*** Provided data Section Begins ***

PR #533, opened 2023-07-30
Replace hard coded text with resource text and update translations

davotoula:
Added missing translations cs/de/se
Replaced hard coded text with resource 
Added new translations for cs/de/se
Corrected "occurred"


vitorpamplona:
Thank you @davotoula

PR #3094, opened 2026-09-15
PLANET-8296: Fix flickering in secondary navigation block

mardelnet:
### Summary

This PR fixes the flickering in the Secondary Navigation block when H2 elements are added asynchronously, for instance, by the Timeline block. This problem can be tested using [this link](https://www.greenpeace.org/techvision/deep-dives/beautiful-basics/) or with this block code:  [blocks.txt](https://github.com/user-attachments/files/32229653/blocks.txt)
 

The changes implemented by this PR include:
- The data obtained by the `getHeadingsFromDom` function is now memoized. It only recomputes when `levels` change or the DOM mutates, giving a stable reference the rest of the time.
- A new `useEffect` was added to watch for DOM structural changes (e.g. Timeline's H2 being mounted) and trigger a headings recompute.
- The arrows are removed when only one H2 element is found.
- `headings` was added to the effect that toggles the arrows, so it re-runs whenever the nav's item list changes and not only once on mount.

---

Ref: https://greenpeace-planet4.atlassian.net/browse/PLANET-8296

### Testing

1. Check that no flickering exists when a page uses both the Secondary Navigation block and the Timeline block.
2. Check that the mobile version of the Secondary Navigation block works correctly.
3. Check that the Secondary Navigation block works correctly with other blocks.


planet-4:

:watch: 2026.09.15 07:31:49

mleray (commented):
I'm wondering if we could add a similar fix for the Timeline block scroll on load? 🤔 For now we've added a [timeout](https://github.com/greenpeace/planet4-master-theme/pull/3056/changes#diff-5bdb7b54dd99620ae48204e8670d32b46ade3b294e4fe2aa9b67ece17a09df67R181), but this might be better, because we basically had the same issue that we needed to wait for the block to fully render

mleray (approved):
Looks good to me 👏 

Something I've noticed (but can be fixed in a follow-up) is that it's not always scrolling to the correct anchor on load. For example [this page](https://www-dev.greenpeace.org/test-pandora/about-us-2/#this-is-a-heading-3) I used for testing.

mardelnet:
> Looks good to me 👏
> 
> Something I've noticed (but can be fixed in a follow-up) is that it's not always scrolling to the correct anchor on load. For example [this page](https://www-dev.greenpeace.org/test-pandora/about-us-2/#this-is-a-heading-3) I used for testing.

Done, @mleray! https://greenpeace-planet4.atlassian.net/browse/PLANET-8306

*** Provided data Section Ends ***
*** Provided data Section Begins ***

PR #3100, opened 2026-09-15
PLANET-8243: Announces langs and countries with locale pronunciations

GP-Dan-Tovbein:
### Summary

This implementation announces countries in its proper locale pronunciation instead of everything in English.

*** Provided data Section Ends ***
*** Provided data Section Begins ***

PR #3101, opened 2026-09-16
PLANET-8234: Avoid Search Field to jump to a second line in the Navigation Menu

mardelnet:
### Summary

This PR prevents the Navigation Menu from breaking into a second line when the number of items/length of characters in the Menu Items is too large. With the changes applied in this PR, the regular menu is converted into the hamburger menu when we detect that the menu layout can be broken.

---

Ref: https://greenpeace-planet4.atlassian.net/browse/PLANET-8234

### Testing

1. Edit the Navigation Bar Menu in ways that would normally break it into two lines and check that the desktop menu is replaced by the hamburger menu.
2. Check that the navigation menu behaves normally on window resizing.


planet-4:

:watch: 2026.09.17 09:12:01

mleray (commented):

*** Provided data Section Ends ***

What you should do: Wherever a line in the entries holds "noticed", copy that line.

Task response:
Something I've noticed (but can be fixed in a follow-up) is that it's not always scrolling to the correct anchor on load. For example [this page](https://www-dev.greenpeace.org/test-pandora/about-us-2/#this-is-a-heading-3) I used for testing.
> Something I've noticed (but can be fixed in a follow-up) is that it's not always scrolling to the correct anchor on load. For example [this page](https://www-dev.greenpeace.org/test-pandora/about-us-2/#this-is-a-heading-3) I used for testing.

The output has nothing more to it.